[Work instructions]
Copy every line from the records below that holds the word "ExampleCollectorPlugin".

[The data]
Issue #283, opened 2021-02-08
[Android] Crash: NoSuchMethodException ViewPagerFragment.<init>


LenaZhuk:
## Environment

"react-native": "0.62.2"
"@react-native-community/viewpager": "^5.0.5"

Devices: Samsung Galaxy A31 (Android 10), Samsung Galaxy A11 (Android 10), Samsung Galaxy J5 (Android 9)

## Description

Crash in Firebase Crashlytics report:

Caused by java.lang.NoSuchMethodException
com.reactnativecommunity.viewpager.ViewPagerFragment.<init> []

## Stack trace

Caused by java.lang.NoSuchMethodException: com.reactnativecommunity.viewpager.ViewPagerFragment.<init> []
       at java.lang.Class.getConstructor0(Class.java:2332)
       at java.lang.Class.getConstructor(Class.java:1728)
       at androidx.fragment.app.Fragment.instantiate(Fragment.java:548)
       at androidx.fragment.app.FragmentContainer.instantiate(FragmentContainer.java:57)
       at androidx.fragment.app.FragmentManager$3.instantiate(FragmentManager.java:390)
       at androidx.fragment.app.FragmentStateManager.<init>(FragmentStateManager.java:74)
       at androidx.fragment.app.FragmentManager.restoreSaveState(FragmentManager.java:2454)
       at androidx.fragment.app.FragmentController.restoreSaveState(FragmentController.java:196)
       at androidx.fragment.app.FragmentActivity.onCreate(FragmentActivity.java:287)
       at androidx.appcompat.app.AppCompatActivity.onCreate(AppCompatActivity.java:115)
       at com.facebook.react.ReactActivity.onCreate(ReactActivity.java:44)
       at com.ellorem.oxygean.MainActivity.onCreate(MainActivity.java:15)
       at android.app.Activity.performCreate(Activity.java:7963)
       at android.app.Activity.performCreate(Activity.java:7952)
       at android.app.Instrumentation.callActivityOnCreate(Instrumentation.java:1307)
       at android.app.ActivityThread.performLaunchActivity(ActivityThread.java:3629)
       at android.app.ActivityThread.handleLaunchActivity(ActivityThread.java:3806)
       at android.app.servertransaction.LaunchActivityItem.execute(LaunchActivityItem.java:83)
       at android.app.servertransaction.TransactionExecutor.executeCallbacks(TransactionExecutor.java:135)
[...]

Issue #282, opened 2021-02-08
[Android] Crash: could not find Fragment constructor


LenaZhuk:
## Environment

"react-native": "0.62.2"
"@react-native-community/viewpager": "^5.0.5"

Devices: Samsung Galaxy A31 (Android 10), Samsung Galaxy A11 (Android 10), Samsung Galaxy J5 (Android 9)

## Description

Crash in Firebase Crashlytics report:

Caused by androidx.fragment.app.Fragment$InstantiationException
Unable to instantiate fragment com.reactnativecommunity.viewpager.ViewPagerFragment: could not find Fragment constructor

## Stack trace

Caused by androidx.fragment.app.Fragment$InstantiationException: Unable to instantiate fragment com.reactnativecommunity.viewpager.ViewPagerFragment: could not find Fragment constructor
       at androidx.fragment.app.Fragment.instantiate(Fragment.java:563)
       at androidx.fragment.app.FragmentContainer.instantiate(FragmentContainer.java:57)
       at androidx.fragment.app.FragmentManager$3.instantiate(FragmentManager.java:390)
       at androidx.fragment.app.FragmentStateManager.<init>(FragmentStateManager.java:74)
       at androidx.fragment.app.FragmentManager.restoreSaveState(FragmentManager.java:2454)
       at androidx.fragment.app.FragmentController.restoreSaveState(FragmentController.java:196)
       at androidx.fragment.app.FragmentActivity.onCreate(FragmentActivity.java:287)
       at androidx.appcompat.app.AppCompatActivity.onCreate(AppCompatActivity.java:115)
       at com.facebook.react.ReactActivity.onCreate(ReactActivity.java:44)
       at com.ellorem.oxygean.MainActivity.onCreate(MainActivity.java:15)
       at android.app.Activity.performCreate(Activity.java:7963)
       at android.app.Activity.performCreate(Activity.java:7952)
       at android.app.Instrumentation.callActivityOnCreate(Instrumentation.java:1307)
       at android.app.ActivityThread.performLaunchActivity(ActivityThread.java:3629)
       at android.app.ActivityThread.handleLaunchActivity(ActivityThread.java:3806)
       at android.app.servertransaction.LaunchActivityItem.execute(LaunchActivityItem.java:83)
       at android.app.servertransaction.TransactionExecutor.executeCallbacks(TransactionExecutor.java:135)
       at android.app.servertransaction.TransactionExecutor.execute(TransactionExecutor.java:95)
[...]

PR #285, opened 2021-02-09
chore: add empty constructor

arekkubaczkowski:
# Summary

Basically it's an attempt to fix an issue reported in #283 and #282 which are seems to be related with restoring fragments state and creating ViewPagerFragment class without arguments.
Unfortunately, because this error not occurs on local environment, before we'll try to find some better solution we want to make sure that our guess is proper by implementing constructor without any arguments and check if it's helped.


troZee:
@LenaZhuk 

Could you test it, before I merge it ?

troZee (approved):

LenaZhuk:
@troZee yes, we can try to test our app for a few days using the ViewPager from this branch to see if Firebase still logs the crashes. But most of the crashes came from our users, so this testing may not be accurate.

PR #295, opened 2021-03-02
fix (android): crash when scroll during unmount

ku8ar:
# Summary

Similar bug to this: https://github.com/callstack/react-native-viewpager/pull/271

Longcat: `Scrapped or attached views may not be recycled`

Fix just removes touch event execution when component is unmounting. Maybe there is some nicer way to fix this error, but I haven't found it...

## Test Plan

Render the instance of ViewPager inside of createNativeStackNavigator screen.
Enter to the screen and try to leave it by clicking back and then (very fast) try to swipe (during the screen removal animation).

It's hard to reproduce this bug in simulator. The easiest way is to just add timeout to the screen with `goBack()` running after a few seconds.

## Compatibility

| OS      | Implemented |
| ------- | :---------: |
| iOS     |    ✅     |
| Android |    ✅    |

## Checklist


troZee:
https://github.com/callstack/react-native-viewpager/releases/tag/v5.0.10

PR #301, opened 2021-03-08
feat: support negative values for pageMargin on Android

satya164:
Supporting negative values let's us have pages peek from the previous and next pages.


Norcy:
Can iOS support negative margin?

troZee:
> Can iOS support negative margin?

Unfortunately we cannot support negative margins for iOS, bc iOS component creates each screen in lazy way, hence there is no option to render the previous and the next page. More you can find here: https://github.com/callstack/react-native-pager-view/issues/140

PR #305, opened 2021-03-09
chore: change package name

troZee:
# Summary

Move library out of @react-native-community scope. We needed to change name to `react-native-pager-view`, bc `eact-native-viewpager` was not free on the npm. I renamed all stuffs from ViewPager to PagerView to keep constistency and avoid any confusion. I also migrated the native part from java to kotlin to keep library up to date and there is no braking changes with these change. I was not sure, how about the swift migration. That matter is under consideration. For now native stack will be kotlin/objc. 

https://github.com/react-native-community/discussions-and-proposals/issues/330

## Test Plan

Just run an example

## Compatibility

| OS      | Implemented |
| ------- | :---------: |
| iOS     |    ✅     |
| Android |    ✅   |

## Checklist

## TODO

- [x] Add migration section 
- [x] Add information about previous package name


chirag04:
maybe keep the name but publish under callstack? @callstack/react-native-viewpager

troZee:
> maybe keep the name but publish under callstack? @callstack/react-native-viewpager

This library comes from Lean Core https://github.com/facebook/react-native/issues/23313 , so we would like to publish it outside callstack package. We only publish our tools and internal packages under @callstack scope

PR #672, opened 2022-02-16
[resotocore][feat] Add a csv output option to the list command

### LINKED ISSUE #653: [resotocore] add CSV and markdown table output format
### Motivation

From Discord discussion:
```
@isme: CSV output would certainly be useful because it's a format that pretty much every analysis tool supports.

But sometimes, as in the above example, I just use CSV as a "staging" format so that I can render a table using csvlook. A table is often the most readable way to present results.

So if resh also had a table format it would save a lot of manual labor. You'd get bonus points if the table output was in Github syntax because then you could immediately paste it into a Markdown document or Github issue.
```

### Desired Behavior

Have a CSV format output, including header, as well as markdown pre-formated table output.

### Additional Context

_No response_

meln1k:
# Description

Added a new --csv flag for the list command. Once specified, query will result in CSV formatted output.

# To-Dos

# Issues Fixed

- Fixes #653 

# Code of Conduct


resotocore/resotocore/cli/command.py
```diff
@@ -1983,10 +1989,32 @@ def fmt_json(elem: Json) -> JsonElement:
             else:
                 return elem
 
-        def fmt(elem: JsonElement) -> JsonElement:
-            return fmt_json(elem) if isinstance(elem, dict) else str(elem)
+        async def fmt_csv(elem: Json, idx: int) -> AsyncIterator[JsonElement]:
+            def to_csv_string(lst: List[Any]) -> str:
```
aquamatthias, line 1993: Mmh idx is actually not required - you could do something like this:
```python
async def csv_stream(in_stream: Stream) -> AsyncIterator[JsonElement]:
   yield "header"
   async for elem in in_stream:
       yield to_csv(elem)
```
Wouldn't this be simpler?

resotocore/resotocore/cli/command.py
```diff
@@ -1983,10 +1989,32 @@ def fmt_json(elem: Json) -> JsonElement:
...
+                output = io.StringIO()
+                dialect = csv.unix_dialect()
+                writer = csv.writer(output, dialect=dialect, quoting=csv.QUOTE_MINIMAL)
+                writer.writerow(lst)
+                return output.getvalue().rstrip()
```
aquamatthias, line 1998: This will create a new string/writer etc for every element...
You can create this once for the whole stream and then call:
```python
output.truncate()
writer.writerrow(let)
output.getvalue()
```
for every element, reusing the buffer.

resotocore/resotocore/cli/command.py
```diff
@@ -1863,6 +1864,13 @@ class ListCommand(CLICommand, OutputTransformer):
 
       *Example*: `path.to.property as prop1`.
 
+
+    ## Options
+
+    - --csv [optional]: if set, the output will be formatted as CSV. Can't be used together with --markdown.
+
+    - --markdown [optional]: if set, the output will be formatted as Markdown. Can't be used together with --csv.
```
aquamatthias, line 1872:
```suggestion
    - `--csv` [optional]: format the output as CSV. Can't be used together with `--markdown`.

    - `--markdown` [optional]: format the output as Markdown table. Can't be used together with `--csv`.
```

resotocore/resotocore/cli/command.py
```diff
@@ -1889,6 +1897,20 @@ class ListCommand(CLICommand, OutputTransformer):
...
+
+    # Properties that do not exist will be printed as empty values when using csv or markdown output.
+    > query is(aws_ec2_instance) limit 3 | list --csv kind as a, name as b, does_not_exist
+    a,b,does_not_exist
+    aws_ec2_instance,sun,
+    aws_ec2_instance,moon,
+    aws_ec2_instance,star,
+
+    > query is(aws_ec2_instance) limit 3 | list --markdown kind as a, name as b, does_not_exist
+    |a               |b   |does_not_exist|
```
aquamatthias, line 1909: Consider to us a different example (is(aws_ec2_instance) will always yield the same kind)
```
> search is(instance) limit 3 | list instance_cores as cores, name, does_not_exist
```

resotocore/resotocore/cli/command.py
```diff
@@ -1889,6 +1897,20 @@ class ListCommand(CLICommand, OutputTransformer):
...
+    |----------------|----|--------------|
+    |aws_ec2_instance|sun |None          |
+    |aws_ec2_instance|moon|None          |
+    |aws_ec2_instance|star|None          |
```
aquamatthias, line 1913: `None` is actually wrong. A non existent value should be printed as `null`.

aquamatthias (commented):
LGTM - Thanks. Added some small refinements.

aquamatthias (approved):
LGTM- Thanks!

PR #680, opened 2022-02-21
[resotocore][feat] Show ck mascot on help

aquamatthias:
# Description

image

Do not show the logo if color is not supported.


meln1k (dismissed):
Awesome. Thanks!

meln1k:
What do you think about having the resoto cli version to the right from the image? so that the empty space is filled with something

lloesche (approved):
lgtm 🚢

PR #682, opened 2022-02-22
[plugins/aws][feat] Add support for Cloudformation Stack Sets

### LINKED ISSUE #651: [plugins/aws] Add CloudFormation stack set resource
### Motivation

I use CloudFormation stack sets a lot in one project.

AWS Config doesn't have AWS::CloudFormation::StackSet in its [resource schema](https://github.com/awslabs/aws-config-resource-schema) yet, so I have to use [custom code](https://github.com/iainelder/aws-stack-set-snapshot) to get a snapshot of them.

Each stack set needs multiple API calls to fully describe it.

* DescribeStackSet
* ListStackInstances
* ListStackSetOperations

There are perhaps even more API calls to be made, but I haven't needed more detail than that so far.

### Desired Behavior

That when I have 5 stack sets in the account and I run a query like this:

```
query is(aws_resource) | count kind
```

Then I get a result like this in the output:

```
aws_cloudformation_stack_set 5
```

I'm not sure whether it should be spelled "stack_set" or "stackset". I'll leave that to your discretion.

I'm not sure what the data model or queries for the stack instances and operations would look like. I'm still new to Resoto.

### Additional Context

_No response_

lloesche:
# Description

Add support for Cloudformation Stack Sets. This is part 1 of a 2 part PR. Part 2 is for the commented code that requires support in resotocore for creating edges between accounts, after all accounts have been collected. We could already implement this on the collector level in the form of a deferred_connection but that would only work for `--graph-merge-kind cloud` and break if a user collects two different accounts on two different workers.

# Issues Fixed

- Fixes #651

# Code of Conduct

### DIFF
--- a/plugins/aws/resoto_plugin_aws/accountcollector.py
+++ b/plugins/aws/resoto_plugin_aws/accountcollector.py
@@ -2203,10 +2203,12 @@ class AWSAccountCollector:
         session = aws_session(self.account.id, self.account.role)
         client = session.client("cloudformation", region_name=region.id)
 
-        response = client.list_stack_sets()
+        response = client.list_stack_sets(Status="ACTIVE")
         stack_sets = response.get("Summaries", [])
         while response.get("NextToken") is not None:
-            response = client.list_stack_sets(NextToken=response["NextToken"])
+            response = client.list_stack_sets(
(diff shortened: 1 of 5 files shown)


aquamatthias (dismissed):
:shipit:

PR #689, opened 2022-02-24
[resotocore][fix] Send ModelInfo event after one hour uptime

aquamatthias:
# Description

Only sent this event after one hour. Installations that will start and stop under one hour will not send this event.


lloesche (approved):
lgtm 🚢

PR #691, opened 2022-02-24
[resotocore][fix] backup/restore did not recreate the graph

aquamatthias:
# Description

I realized that a backup -> restore cycle did restore all data but not the graph description itself.
This information is considered internal and needs to be included explicitly.


lloesche (approved):
lgtm 🚢

PR #692, opened 2022-02-24
[resotocore][fix] ancestors should not hold a reference to the current node

aquamatthias:
# Description

Currently, the account node lists the current node under `/ancestors` as the account node.


lloesche (approved):
lgtm 🚢

PR #701, opened 2022-03-08
[resotocore][fix] Only render edges where the nodes have been visited

aquamatthias:
# Description

Edges are deferred when the nodes are not visited yet.
In the end, a final check is required to ensure both nodes have been visited.


lloesche (approved):
lgtm 🚢

PR #710, opened 2022-03-16
[resotocore][feat] Only update config on change + revision header

aquamatthias:
# Description

Config is only ipdayted if changed - also the event is also only emitted in this case.
The revision number comes as part of GET/PUT/PATCH requests.


lloesche (approved):
yeay 🚢

PR #711, opened 2022-03-16
[resotolib/resotoworker/resotometrics] Dynamic config loading and updates

lloesche:
# Description

Add support for runtime config loading and updates using the core's `/config` API.

# Code of Conduct


plugins/example_collector/test/test_args.py
```diff
@@ -6,4 +6,6 @@ def test_args():
     arg_parser = get_arg_parser()
     ExampleCollectorPlugin.add_args(arg_parser)
     arg_parser.parse_args()
-    assert ArgumentParser.args.example_region is None
+
+
+#    assert ArgumentParser.args.example_arg is None
```
aquamatthias, line 13: left over?

plugins/example_collector/test/test_config.py
```diff
@@ -0,0 +1,11 @@
...
+from resoto_plugin_example_collector import ExampleCollectorPlugin
+
+
+def test_config():
+    config = Config("dummy", "dummy")
+    ExampleCollectorPlugin.add_config(config)
+    Config.init_default_config()
+
+
+#    assert Config.example.region is None
```
aquamatthias, line 11: left over?

plugins/tagvalidator/resoto_plugin_tagvalidator/config.py
```diff
@@ -0,0 +1,85 @@
+from dataclasses import dataclass, field
+from typing import ClassVar, Dict, Union, List
+from resotolib.utils import parse_delta
+
+
+default_config = {
```
aquamatthias, line 6: Looks like this could be a typed config?

resotometrics/resotometrics/config.py
```diff
@@ -0,0 +1,66 @@
...
+    kind: ClassVar[str] = "metric"
+    help: str = field(metadata={"description": "Metric help text"})
+    search: str = field(metadata={"description": "Aggregation search to run"})
+    type: str = field(metadata={"description": "Type of metric (gauge or counter)"})
+
+
+def _load_default_metrics() -> Dict[str, Metric]:
+    default_metrics = {}
+    local_path = os.path.abspath(os.path.dirname(__file__))
+    default_metrics_file = f"{local_path}/default_metrics.yaml"
```
aquamatthias, line 23: Can we add a test that ensures, that this file can be read?

aquamatthias (commented):

plugins/example_collector/test/test_config.py
lloesche: No, just an example of how to access the Config without actually adding any examples to the user's config.

plugins/example_collector/test/test_args.py
lloesche: Nope, same as with the Config, this is an example of how you would access args had they been added to the Argparser. But I commented the code that adds them so that normal users don't have `--example-arg` listed as one of the worker args.

resotometrics/resotometrics/config.py
lloesche: I mean, if the file can't be read it'll throw an appropriate exception. If the contents of the file are wrong/missformated, the core will fail the validation on "config save" since all of the file's content ends up in fields that are strictly typed.

plugins/tagvalidator/resoto_plugin_tagvalidator/config.py
lloesche: Yes, it could, it should.

aquamatthias (approved):
looks awesome to me - thanks!

PR #758, opened 2022-04-05
[resotocore][fix] Define default host in docker env

aquamatthias:
# Description

- read the git commit hash created by docker build
- detect if running inside docker
- adjust the default hosts value according to docker detection


meln1k (approved):
LGTM. thanks!

PR #949, opened 2020-06-26
Add ParseResult.ValueForArgument and ValueForOption

jonsequitur:
This aims to further simplify looking up values from a `ParseResult`.

### DIFF
--- a/src/System.CommandLine/Parsing/ParseResult.cs
+++ b/src/System.CommandLine/Parsing/ParseResult.cs
@@ -88,15 +88,10 @@ namespace System.CommandLine.Parsing
         [return: MaybeNull]
         public T ValueForArgument<T>(Argument<T> argument)
         {
-            var result = FindResultFor(argument);
-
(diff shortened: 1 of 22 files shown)


src/System.CommandLine/Parsing/ParseResult.cs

[Written answer]
     ExampleCollectorPlugin.add_args(arg_parser)
+from resoto_plugin_example_collector import ExampleCollectorPlugin
+    ExampleCollectorPlugin.add_config(config)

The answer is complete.